PROBLEM TO SOLVE: Lines containing "believe" should be pulled from the material below.
[[ RECORDS SUPPLIED open ]]
PR #97, opened 2023-08-17
RD-9091: Xml reader

bgaidioz:


raw-compiler-rql2/src/main/scala/raw/compiler/rql2/builtin/XmlPackage.scala
Alexzerntev, line 1: Do we need to think about Xml.InferAndParse now? Or better add it afterwards?

raw-runtime-rql2-truffle/src/main/java/raw/runtime/truffle/ast/io/xml/parser/NullableParseXmlNode.java
Alexzerntev, line 1: Should it be deleted? I think it is a copy paste that is not used

raw-compiler-rql2/src/main/scala/raw/compiler/rql2/builtin/XmlPackage.scala
bgaidioz: Yes we probably need to think about it and implement it. I opened https://raw-labs.atlassian.net/browse/RD-9463 to remember it.

Alexzerntev (approved):

Alexzerntev:
Do new tests pass in scala?

bgaidioz:
> Do new tests pass in scala?

Yes I did test manually locally. But why not testing it once again.

PR #102, opened 2023-08-21
RD-9442 + Truffle's CSV query renders `\N` as `\\N` instead of `N` in Scala

Alexzerntev:
- Added escape char handling to CSV parser which defaults to "\"
- Added test for it
- Formatting

### DIFF
--- a/raw-compiler-rql2/src/test/scala/raw/compiler/rql2/tests/builtin/CsvPackageTest.scala
+++ b/raw-compiler-rql2/src/test/scala/raw/compiler/rql2/tests/builtin/CsvPackageTest.scala
@@ -17,10 +17,15 @@ import raw.compiler.rql2.tests.{CompilerTestContext, FailAfterNServer}
 
 trait CsvPackageTest extends CompilerTestContext with FailAfterNServer {
 
+  val ttt = "\"\"\""
+
   private val data = tempFile("""a|b|c
     |1|10|100
     |2|20|200
     |3|30|300""".stripMargin)
+
+  private val dataWithEscaped = tempFile("""a|b|c
+    |1|10|\N""".stripMargin)
 
   private val headerLessData = tempFile("""1|10|100
     |2|20|200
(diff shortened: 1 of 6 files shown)


Alexzerntev:
Formatting shadows the changes, please check anything with "escape" and "escExp" (tried to be consistent) for review.

raw-compiler-rql2/src/test/scala/raw/compiler/rql2/tests/builtin/CsvPackageTest.scala
```diff
@@ -140,10 +145,8 @@ trait CsvPackageTest extends CompilerTestContext with FailAfterNServer {
     |{3, 30, 300}
     |]""".stripMargin))
 
-  test(rql"""Csv.InferAndRead("$data")""".stripMargin)(it => it should evaluateTo("""[
-    |{a: 1, b: 10, c: 100},
-    |{a: 2, b: 20, c: 200},
-    |{a: 3, b: 30, c: 300}
+  test(rql"""Csv.InferAndRead("$dataWithEscaped")""".stripMargin)(it => it should evaluateTo("""[
```
bgaidioz, line 148: Nice, this is indeed the bug we hit.

I believe we should add:

This to make sure \\ is the default:
```scala
rql"""Csv.Read("$dataWithEscaped", type ..., header, etc.)""" // but no escape
```

This to check the parameter is used
```scala
rql"""Csv.Read("$dataWithEscaped", ...., escape "\\")"""
```

This to make sure both implementations are consistently taking that. Which I believe means "no escape"
```scala
rql"""Csv.Read("$dataWithEscaped", ...., escape = null)"""
```

raw-runtime-rql2-truffle/src/main/java/raw/runtime/truffle/ast/io/csv/reader/parser/RawTruffleCsvParser.java
```diff
@@ -44,603 +44,608 @@
...
+            this.dateFormatter = DateTimeFormatCache.get(settings.dateFormat);
+            this.timeFormatter = DateTimeFormatCache.get(settings.timeFormat);
+            this.timestampFormatter = DateTimeFormatCache.get(settings.timestampFormat);
+            CsvFactory csvFactory = new CsvFactory();
+            csvFactory.enable(CsvParser.Feature.TRIM_SPACES);
+            Reader reader = stream.getReader();
+            jacksonParser = csvFactory.createParser(reader);
+            CsvSchema.Builder builder = CsvSchema.builder();
+            builder.setColumnSeparator(settings.delimiter);
+            if (settings.useQuote) {
```
bgaidioz, line 74: I imagine that works, assuming `useQuote` is set to false when passed as `null`?

Alexzerntev:
> Do you know if these new tests are passing in Scala?

Yes

PR #104, opened 2023-08-22
build: remove unused guava dependency

datYori:
As explained here, we are not using `guava` anymore

https://github.com/raw-labs/snapi/blob/9fada2b665b78cccb1a9dc94b5cd60ffb4de7296/raw-utils/src/main/scala/raw/utils/RawConcurrentHashMap.scala#L22-L24


datYori:
we actually still use it in raw-utils

datYori:
we actually still use it in raw-utils

PR #108, opened 2023-08-22
RD-9445 Timestamp json output is different between truffle and scala

torcato:
Scala compiler uses just one format string with milliseconds .  So I made the same for truffle.

Quick question:
there was an specific if then else for the case of times/timestamps with milliseconds or not.
Do we prefer this?

Usually its better to have a fixed format but  the format string ` HH:mm:ss[.SSS]` would still parse both cases (with milliseconds and without).

If that is the case I can change the the scala compiler instead


Alexzerntev:
In truffle implementation we followed the Scala one, so I guess we missed it

PR #310, opened 2023-12-26
RD-10350 Add optional schema to PostgreSQL credential.

miguelbranco80:


bgaidioz:
We merge it after the SQL changes.

PR #316, opened 2024-01-11
jvm compilation failure flag for tests

datYori:


bgaidioz (approved):
I see that's only for tests.

Alexzerntev (approved):

PR #323, opened 2024-01-15
RD-3852 SourceException doesn't interrupt auto-inference

torcato:
Removed the function  `withErrorHandling` in the inferrer and added the error handing in each inferrer.
The diff looks big but its no so much changing in each file.


bgaidioz (approved):

torcato:
\publish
[[ RECORDS SUPPLIED closed ]]
RESPONSE TO THIS TASK:
I believe we should add:
This to make sure both implementations are consistently taking that. Which I believe means "no escape"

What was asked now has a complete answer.